Something magical happens when we give up time and precious resources for someone else. There is a mysterious teaching by Jesus in the Bible that illuminates that magic: Truly, truly, I say to you, unless a grain of wheat falls into the earth and dies, it remains alone; but if it dies, it bears much fruit. (John 12:24). It seems like we are designed with the unique ability to bless, to multiply life. It may not be a natural instinct for all but everybody without exception gets to be amazed by the multiplier effect when we sacrifice.
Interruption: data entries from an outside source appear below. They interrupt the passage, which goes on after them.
PR #113, opened 2022-09-21
[#92] Install a tool from the config file using `tool sync <tool-name>`

### LINKED ISSUE #92: Install tools from config using 'tool sync <tool-name>'
Add the string argument to the `tool sync` command like so:

```shell
tool sync xyz
```

To allow syncing a single tool from the config. Sometimes you just want to update one of the tools to the latest version (or specific tag) and don't want to redownload all the tools but still use the config.

If the tool is not found in the config, suggest using `tool install` command.

zixuanzhang-x:
Resolves #92 

Added an optional <TOOL> argument for the `sync` command to install a single tool from the config file. If no <TOOL> argument is specified, `sync` will install all the tools from the config file.

### Additional tasks

- [ ] Tests added


src/sync.rs
```diff
@@ -53,9 +64,31 @@ For more details, refer to the official documentation:
...
+fn sync_tool_no_check(mut config: Config, tool: String) {
+    let tool_config_asset = (*config.tools.get(&tool).unwrap()).clone();
+
+    let mut tool_btree = BTreeMap::new();
+    tool_btree.insert(tool.clone(), tool_config_asset);
+
+    config.tools = tool_btree;
+
+    sync_from_config_no_check(config);
+}
```
chshersh, line 90: This has some code duplication with the `install` command:

https://github.com/chshersh/tool-sync/blob/df7d4768c9cff2a91616bd9686bc928a52fc8c10/src/install.rs#L17-L20

Could you instead create a function called `sync_single_tool` that will take as arguments a mutable config, a tool name, `ConfigAsset`, and then creates a singleton map from that and runs `sync_from_config_no_check`?

You can then use this function in both places

src/sync.rs
```diff
@@ -17,15 +18,25 @@ use self::prefetch::prefetch;
...
-    } else {
-        sync_from_config_no_check(config)
+        no_tools_message();
+        return;
+    }
+
+    match tool {
+        Some(tool) => {
+            if config.tools.contains_key(&tool) {
+                sync_tool_no_check(config, tool);
```
chshersh, line 34: You can use [`get`](https://doc.rust-lang.org/std/collections/struct.BTreeMap.html#method.get) here and match on the resulting `Option` instead of checking if the value is in the map. This way you'll perform only one lookup in the map instead of two. And you also won't need to do `(*config.tools.get(&tool).unwrap())`

src/sync.rs
```diff
@@ -53,9 +64,31 @@ For more details, refer to the official documentation:
...
 
+fn tool_not_in_config_message(tool: &str) {
+    eprintln!(
+        r#"Tool: {} is not specified in the configuration file.
+
+Consider adding it to the configuration file or use tool install command
+to install it if it's a known tool.
+        "#,
+        tool
+    );
```
chshersh, line 75: Let's improve the message even further 🙂 

```suggestion
        r#"The '{}' tool is not listed in the configuration file: {}.

Add the tool to the configuration file or use the 'tool install' command for installing one of the tools natively supported by 'tool-sync'."#,
        tool,
        path,
    );
```

chshersh (changes requested):
Looks like a great change! 👏🏻 

@zixuanzhang-x Could you try to run `tool sync xyz` with a tool in the config and not in the config and share some screenshots to show how it works?

It would be great to add tests but it might be a bit of work with the current test setup. It should be easier to add tests once #93 is done 🙂 

Also, could you add your changes to the `Unreleased` section in CHANGELOG and update the [Usage section](https://github.com/chshersh/tool-sync#usage) in README with an example of syncing a single tool? 🙏🏻

src/sync.rs
zixuanzhang-x: good idea

src/sync.rs
zixuanzhang-x: got it, it does make the code simpler

zixuanzhang-x:
Here're the screenshots of running `tool sync <tool-name>` when the tool is and is not in the config:
Screen Shot 2022-09-21 at 10 59 15 PM
Screen Shot 2022-09-21 at 11 06 18 PM

src/sync.rs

HCA Hospice Care is like Universal Studio: where every studio you walk into, a movie on the theme of sacrifice is being produced on a daily basis. As president, I was granted a front row seat to witness a loving community of staff and volunteers give up better pay, opportunity, comfort, sleep, personal assets and more so that our beneficiaries would gain peace of mind, dignity to live out the last days and a preparedness to transit from this life to the next.
The hospice staff will go an extra mile each time the patient's symptoms deteriorate. Our selfless volunteers provide a diversity of help that are often not known to the general public. These angels take leave from work to cook for our patients, deliver groceries to their homes, fetch them to medical appointments at the hospital, style their hair to look dignified, arrange for outings to places of interest. The countless acts of love take place daily and yet there are instances when the length and breadth of loving kindness are stuff of legend.
An elderly lady became too weak to go to church on her own. A pair of home volunteers who were staunch Buddhists put aside their discomfort, accompanied her to her church and sat through two hours of the Christian worship service. A sole breadwinner was in his last months of life. His wife was also sickly and could not find a job to support their four kids. Our senior nurse started to give them her own money secretly until other volunteers found out and helped chip in till the family was referred to public financial aid. A Samsui woman had deteriorated in her malignancy and had to be transferred from her home to Dover Park Hospice. She confessed to her regular HCA home volunteer that she had a lifesaving of $4,000. Would he be kind enough to cremate and organize her sea burial and donate the remaining amount to HCA Hospice Care and Dover Park Hospice? Not only did her HCA befriender promise to fulfill her last request, he did so with his own money leaving a donation of $2,000 to each hospice.
How can one encounter such torrents of human kindness without his or her soul being transformed? I have learned many significant lessons as a volunteer in the hospice movement but the most important is this - compassionate services for end-of-life rest on a bedrock of sacrifice. Jesus is right - every time a grain falls to the ground and dies, its life is multiplied.